*** Exercise inputs Section Begins ***

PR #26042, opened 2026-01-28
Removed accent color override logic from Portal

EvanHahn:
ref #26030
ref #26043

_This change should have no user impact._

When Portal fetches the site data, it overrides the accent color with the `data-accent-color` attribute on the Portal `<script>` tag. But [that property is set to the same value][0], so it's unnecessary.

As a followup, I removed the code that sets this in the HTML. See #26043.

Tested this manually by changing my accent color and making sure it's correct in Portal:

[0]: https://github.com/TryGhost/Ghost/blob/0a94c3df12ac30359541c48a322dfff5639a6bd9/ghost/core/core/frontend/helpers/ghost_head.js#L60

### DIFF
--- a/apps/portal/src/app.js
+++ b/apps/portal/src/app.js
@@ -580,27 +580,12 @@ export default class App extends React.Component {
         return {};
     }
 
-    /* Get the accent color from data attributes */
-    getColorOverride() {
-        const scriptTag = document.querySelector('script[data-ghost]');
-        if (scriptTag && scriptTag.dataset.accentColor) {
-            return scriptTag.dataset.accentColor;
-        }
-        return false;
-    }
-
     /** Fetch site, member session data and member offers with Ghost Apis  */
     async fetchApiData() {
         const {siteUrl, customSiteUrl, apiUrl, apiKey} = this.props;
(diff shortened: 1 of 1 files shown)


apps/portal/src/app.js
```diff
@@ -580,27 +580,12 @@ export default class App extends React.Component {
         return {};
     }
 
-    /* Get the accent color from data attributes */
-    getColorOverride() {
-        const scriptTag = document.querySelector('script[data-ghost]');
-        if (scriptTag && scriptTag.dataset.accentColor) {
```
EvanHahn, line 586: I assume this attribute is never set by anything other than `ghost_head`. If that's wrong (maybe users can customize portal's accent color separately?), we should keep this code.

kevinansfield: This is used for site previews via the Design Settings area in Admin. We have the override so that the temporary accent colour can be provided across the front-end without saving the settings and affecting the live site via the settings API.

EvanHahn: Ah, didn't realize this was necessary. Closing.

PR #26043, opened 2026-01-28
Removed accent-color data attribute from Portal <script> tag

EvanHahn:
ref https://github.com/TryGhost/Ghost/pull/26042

*** Exercise inputs Section Ends ***
*** Exercise inputs Section Begins ***

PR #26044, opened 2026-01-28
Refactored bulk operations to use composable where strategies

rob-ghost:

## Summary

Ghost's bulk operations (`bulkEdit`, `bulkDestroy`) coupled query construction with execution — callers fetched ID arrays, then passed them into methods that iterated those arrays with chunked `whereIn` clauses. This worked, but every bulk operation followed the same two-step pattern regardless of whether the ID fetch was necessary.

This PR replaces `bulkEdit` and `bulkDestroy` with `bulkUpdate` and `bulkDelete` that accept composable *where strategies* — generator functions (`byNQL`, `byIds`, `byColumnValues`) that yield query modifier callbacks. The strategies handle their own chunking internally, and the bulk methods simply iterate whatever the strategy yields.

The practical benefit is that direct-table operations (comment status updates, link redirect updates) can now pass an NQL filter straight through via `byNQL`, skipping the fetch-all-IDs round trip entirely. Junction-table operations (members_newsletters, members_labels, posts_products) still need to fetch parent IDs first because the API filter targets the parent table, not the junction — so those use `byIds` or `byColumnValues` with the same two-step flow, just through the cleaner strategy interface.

*** Exercise inputs Section Ends ***

• Task to carry out: From the entries above, print the lines beginning at the one with "PR #26042, opened 2026-01-28" and stopping after the one with "PR #26043, opened 2026-01-28", exactly as written and with nothing else.

• Result of this exercise:
PR #26042, opened 2026-01-28
Removed accent color override logic from Portal

EvanHahn:
ref #26030
ref #26043

_This change should have no user impact._

When Portal fetches the site data, it overrides the accent color with the `data-accent-color` attribute on the Portal `<script>` tag. But [that property is set to the same value][0], so it's unnecessary.

As a followup, I removed the code that sets this in the HTML. See #26043.

Tested this manually by changing my accent color and making sure it's correct in Portal:

[0]: https://github.com/TryGhost/Ghost/blob/0a94c3df12ac30359541c48a322dfff5639a6bd9/ghost/core/core/frontend/helpers/ghost_head.js#L60

### DIFF
--- a/apps/portal/src/app.js
+++ b/apps/portal/src/app.js
@@ -580,27 +580,12 @@ export default class App extends React.Component {
         return {};
     }
 
-    /* Get the accent color from data attributes */
-    getColorOverride() {
-        const scriptTag = document.querySelector('script[data-ghost]');
-        if (scriptTag && scriptTag.dataset.accentColor) {
-            return scriptTag.dataset.accentColor;
-        }
-        return false;
-    }
-
     /** Fetch site, member session data and member offers with Ghost Apis  */
     async fetchApiData() {
         const {siteUrl, customSiteUrl, apiUrl, apiKey} = this.props;
(diff shortened: 1 of 1 files shown)


apps/portal/src/app.js
```diff
@@ -580,27 +580,12 @@ export default class App extends React.Component {
         return {};
     }
 
-    /* Get the accent color from data attributes */
-    getColorOverride() {
-        const scriptTag = document.querySelector('script[data-ghost]');
-        if (scriptTag && scriptTag.dataset.accentColor) {
```
EvanHahn, line 586: I assume this attribute is never set by anything other than `ghost_head`. If that's wrong (maybe users can customize portal's accent color separately?), we should keep this code.

kevinansfield: This is used for site previews via the Design Settings area in Admin. We have the override so that the temporary accent colour can be provided across the front-end without saving the settings and affecting the live site via the settings API.

EvanHahn: Ah, didn't realize this was necessary. Closing.

PR #26043, opened 2026-01-28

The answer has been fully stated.